Preparation & Dosage

- **Isolated Alkaloid (Research Grade)**: Used in preclinical studies at concentrations from sub-micromolar to 10 mg/mL in vitro; no human equivalent dose established.
- **Tinospora cordifolia Aqueous Extract (Traditional Kwath/Decoction)**: Dried stem 1–3 g boiled in water, filtered, and consumed; MGN is one of multiple alkaloids present but not standardized to specific MGN content.
- **Tinospora cordifolia Standardized Extract (Supplement Form)**: Commercially available as capsules/tablets standardized to total alkaloids (typically 5–10% alkaloid content); MGN fraction unquantified in most products.
- **Sinomenii Caulis (Traditional Chinese Preparation)**: Decocted stem 6–12 g per day in TCM formulations for rheumatic conditions; MGN co-occurs with sinomenine and other alkaloids.
- **No Established Therapeutic Dose**: No regulatory body or clinical guideline has established a specific magnoflorine dose for any indication; supplementation as an isolated compound is not commercially standardized.
- **Timing Notes**: Preclinical anti-inflammatory studies suggest activity within hours of administration in animal models; human pharmacokinetic timing is entirely unknown.

Synergy & Pairings

Within Tinospora cordifolia extracts, magnoflorine co-occurs with berberine and palmatine — isoquinoline alkaloids that share overlapping NF-κB and AMPK modulatory activity — suggesting additive or synergistic immunomodulatory and antidiabetic effects through complementary molecular targets that may be lost when MGN is isolated.
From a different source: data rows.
PR #7755, opened 2025-05-16
fix(crowdin): workflow improvements

avivkeller:
This PR fixes a few bugs in, and hardens, the Crowdin workflow.


avivkeller:
See https://github.com/nodejs/nodejs.org/actions/runs/15078110844/job/42389862525

.github/workflows/translations-sync.yml
```diff
@@ -109,27 +107,19 @@ jobs:
...
+          # according to the configuration in package.json or .lintstagedrc
+          pnpm lint-staged
 
-      - name: Push Changes back to Pull Request
-        uses: stefanzweifel/git-auto-commit-action@b863ae1933cb653a53c021fe36dbb774e1fb9403 # v5.2.0
-        with:
-          commit_options: '--no-verify --signoff'
-          commit_message: 'chore: automated format of translated files'
-          branch: 'chore/crowdin'
+          git commit -m "$COMMIT_MSG" --signoff --no-verify
```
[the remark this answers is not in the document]
avivkeller: This is not needed. There are _always_ changes. In the unlikely case that their aren't, this step will fail-but without any impact on the final outcome.

AugustinMauroy (commented):
why there are changes on translation file ?

avivkeller:
I combined this with the weekly translate run do demo the new, working script.

AugustinMauroy (approved):

avivkeller:
@nodejs/web-infra can I get some approvals on your end 😃? Thanks!

ovflowd (approved):
LGTM, but let's wait for @bmuenzenmeyer LGTM

.github/workflows/translations-sync.yml
```diff
@@ -3,27 +3,27 @@
 
 # See translations-upload.yml for automation to upload our source content
 # See translations-pr-lint.yml for quality control we conduct on ingress of new translations.
-name: Crowdin Download
+name: Crowdin Translations Sync
 
 on:
-  workflow_dispatch: # Allow running when we want to, for events such as urgent translation mistakes or 100% completed languages
+  workflow_dispatch: # Manual trigger for urgent fixes
```
bmuenzenmeyer: 100% completed languages would be out of band, off Friday deployments. If we want to remove that self-documenting use case, I suppose that's fine.

.github/workflows/translations-sync.yml
```diff
@@ -3,27 +3,27 @@
...
   schedule:
-    - cron: '0 5 * * 5' # At 05:00 on Fridays. This guarantees that we have the 72 hour weekend time to review translations.
```
bmuenzenmeyer: I feel like we are losing something here - perhaps we should link explicitly to the 72 hour policy, here and maybe in the PR. We have had a number of problems with that.

.github/workflows/translations-sync.yml
```diff
@@ -3,27 +3,27 @@
...
+    - cron: '0 5 * * 5' # Fridays at 05:00 UTC, allowing weekend review time
 
 # Cancel any runs on the same branch
 concurrency:
   group: ${{ github.workflow }}-${{ github.ref }}
   cancel-in-progress: true
 
-permissions:
-  contents: read
+permissions: {}
```
bmuenzenmeyer: is this more clear? i can assume it means none - but is that right?

.github/workflows/translations-sync.yml
```diff
@@ -3,27 +3,27 @@
...
+
+env:
+  COMMIT_MSG: 'chore: sync translations from crowdin'
```
bmuenzenmeyer: re-using this twice destroys our ability to see that a formatting occurred post-ingestion. This has been useful information in the past. I'd prefer if both commits here have different messages.

.github/workflows/translations-sync.yml
```diff
@@ -3,27 +3,27 @@
...
+  HEAD_REF: chore/crowdin
 
 jobs:
-  synchronize-with-crowdin:
+  sync-translations:
```
bmuenzenmeyer: I am not aware of a standard, so why change? 

see 
- https://github.com/nodejs/nodejs.org/blob/main/.github/workflows/translations-pr-lint.yml#L30
- https://github.com/nodejs/nodejs.org/blob/main/.github/workflows/pull-request-label.yml#L29
- https://github.com/nodejs/nodejs.org/blob/main/.github/workflows/pull-request-label.yml#L29

there are other kebab cases too

.github/workflows/translations-sync.yml
```diff
@@ -35,48 +35,46 @@ jobs:
...
-          ref: refs/pull/${{ needs.synchronize-with-crowdin.outputs.pull_request_number }}/head
+          ref: ${{ env.HEAD_REF }}
           token: ${{ secrets.CROWDIN_GITHUB_BOT_TOKEN }}
+          fetch-depth: 0
+
+      # Setup git user for commits
+      - name: Setup Git User
+        run: |
+          git config --global user.name "nodejs-crowdin"
+          git config --global user.email "nodejs-crowdin@users.noreply.github.com"
```
bmuenzenmeyer: unknown if this is better than the default behavior provided by stefanzweifel/git-auto-commit-action

.github/workflows/translations-sync.yml
```diff
@@ -109,27 +107,19 @@ jobs:
...
+          git reset --soft HEAD^
 
-      - name: Run `prettier --write`
-        # This runs a specific version of Prettier with only the Translation Pages Globbing
-        # This avoid that unrelated changes get prettied/modified within this PR
-        run: pnpm exec prettier "apps/site/{pages,i18n}/**/*.{json,md,mdx}" --check --write --cache --cache-strategy=metadata --cache-location=apps/site/.prettiercache
+          # Run lint-staged on the staged files
+          # This will run linters/formatters only on changed files
+          # according to the configuration in package.json or .lintstagedrc
+          pnpm lint-staged
```
bmuenzenmeyer: overkill using this, albeit cleaner and not without drift

https://github.com/nodejs/nodejs.org/blob/main/.husky/pre-commit

we dont need typechecking or the whole project linted https://github.com/nodejs/nodejs.org/blob/main/.lintstagedrc.json as crowdin is only changing a subset. (I know it only should work on changed files)

can we call https://github.com/nodejs/nodejs.org/blob/main/package.json#L25 instead?

.github/workflows/translations-sync.yml
bmuenzenmeyer: see my other comment about loss of information here

.github/workflows/translations-sync.yml
```diff
@@ -109,27 +107,19 @@ jobs:
...
-      - name: Save Lint Cache
-        uses: actions/cache/save@5a3ec84eff668545956fd18022155c47e93e2684 # v4.2.3
-        with:
-          path: |
-            apps/site/.eslintmdcache
-            apps/site/.prettiercache
-          key: cache-lint-${{ hashFiles('pnpm-lock.yaml') }}-${{ hashFiles('apps/site/.eslintmdcache') }}
+      # Push the changes back to the PR branch
+      - name: Push Changes
+        run: git push origin HEAD:$HEAD_REF --force
```
bmuenzenmeyer: a force push in a CI environment feels like a bad thing, IMO

.github/workflows/translations-sync.yml
```diff
@@ -109,27 +107,19 @@ jobs:
...
-        # This runs a specific version of Prettier with only the Translation Pages Globbing
-        # This avoid that unrelated changes get prettied/modified within this PR
-        run: pnpm exec prettier "apps/site/{pages,i18n}/**/*.{json,md,mdx}" --check --write --cache --cache-strategy=metadata --cache-location=apps/site/.prettiercache
+          # Run lint-staged on the staged files
+          # This will run linters/formatters only on changed files
+          # according to the configuration in package.json or .lintstagedrc
+          pnpm lint-staged
 
-      - name: Push Changes back to Pull Request
-        uses: stefanzweifel/git-auto-commit-action@b863ae1933cb653a53c021fe36dbb774e1fb9403 # v5.2.0
```
bmuenzenmeyer, line 123: I do like the potential less usage of a dependency - i think this is the only place

.github/workflows/translations-sync.yml
```diff
@@ -35,48 +35,46 @@ jobs:
...
 
-        # see all the options at https://github.com/crowdin/github-action
-      - name: Crowdin PR
+      # Downloads translations from Crowdin and creates a PR
+      # See all the options at https://github.com/crowdin/github-action
+      - name: Download Translations & Create PR
         uses: crowdin/github-action@b8012bd5491b8aa8578b73ab5b5f5e7c94aaa6e2 # v2.7.0
-        id: crowdin_pr
         with:
-          # do not upload anything - this is a one-way operation download
```
bmuenzenmeyer, line 43: this, and all the comments, in my opinion are REALLY important. We encountered a problem in earlier crowdin integration where the absence of this config (I think it was this one...) caused all translation progress to be deleted. 

I'd prefer we retain all config comments.

.github/workflows/translations-sync.yml
```diff
@@ -35,48 +35,46 @@ jobs:
...
-          pull_request_body: 'New Crowdin translations from the [Node.js Crowdin project](https://crowdin.com/project/nodejs-web)'
-          commit_message: 'chore: synced translations from crowdin'
+          pull_request_title: '[automated]: Crowdin Translations Sync'
+          pull_request_body: 'New translations from the [Node.js Crowdin project](https://crowdin.com/project/nodejs-web)'
+          commit_message: ${{ env.COMMIT_MSG }}
         env:
           GITHUB_TOKEN: ${{ secrets.CROWDIN_GITHUB_BOT_TOKEN }}
-          # A numeric ID, found at https://crowdin.com/project/nodejs-web/tools/api
           CROWDIN_PROJECT_ID: ${{ secrets.CROWDIN_PROJECT_ID }}
-          # Created from https://crowdin.com/settings#api-key logged in using nodejs-crowdin-bot
```
bmuenzenmeyer: this sorta stuff is important for continuity as the project ages through people

.github/workflows/translations-sync.yml
```diff
@@ -35,48 +35,46 @@ jobs:
...
+    needs: sync-translations
     runs-on: ubuntu-latest
-
-    permissions:
-      # This permission is required by `stefanzweifel/git-auto-commit-action`
-      contents: write
-
     steps:
       - name: Harden Runner
-        uses: step-security/harden-runner@0634a2670c59f64b4a01f0f96f84700a4088b9f0 # v2.12.0
```
bmuenzenmeyer: dependabot manages these versions - why delete them? the previous was retained

bmuenzenmeyer (changes requested):
All in all, this seems like a ton of bikeshedding atop the substantive change of using lint-staged, which is doing more than it needs to (linting, in addition to formatting), with the loss of many code comments essential for the running of the action.

The force push is concerning to me too.

avivkeller:
Sorry for all the bikeshedding–I shouldn've kept this on topic.

avivkeller:
I've changed the `lint-staged` to just use ESLint and prettier. While they'll run over files that haven't changed, the cache should prevent them from actually checking said files.

bmuenzenmeyer (approved):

In Traditional Chinese Medicine, Sinomenium acutum is routinely combined with anti-rheumatic herbs such as Clematis chinensis and Gentiana macrophylla, which may enhance anti-inflammatory synergy through combined cyclooxygenase inhibition and cytokine suppression across distinct signaling nodes. Antioxidant co-factors such as vitamin C or quercetin could theoretically stabilize MGN's radical-scavenging activity and protect it from oxidative degradation in the gut, but no experimental data currently confirm this interaction in vivo.

Safety & Interactions

Magnoflorine demonstrated no cytotoxicity in RAW 264.7 macrophage cultures across tested concentrations, and preclinical animal studies have not reported acute organ toxicity, suggesting a potentially acceptable short-term safety profile at low doses, though systematic toxicological characterization (LD50, repeat-dose toxicity, genotoxicity) has not been fully published in accessible literature. No specific drug interaction studies have been conducted for isolated magnoflorine; however, its capacity to modulate NF-κB, COX-2, and TLR4 pathways raises theoretical concern for pharmacodynamic interactions with immunosuppressants, NSAIDs, corticosteroids, and chemotherapeutic agents. As a quaternary alkaloid from plants that inhibit cytochrome P450 enzymes, particularly CYP3A4 (relevant for Tinospora cordifolia broadly), pharmacokinetic interactions with drugs metabolized by these enzymes cannot be excluded without dedicated study. No data exist regarding safety in pregnancy, lactation, pediatric populations, or individuals with renal or hepatic impairment, and supplementation with isolated MGN outside of controlled research settings is not recommended given the complete absence of human safety trials.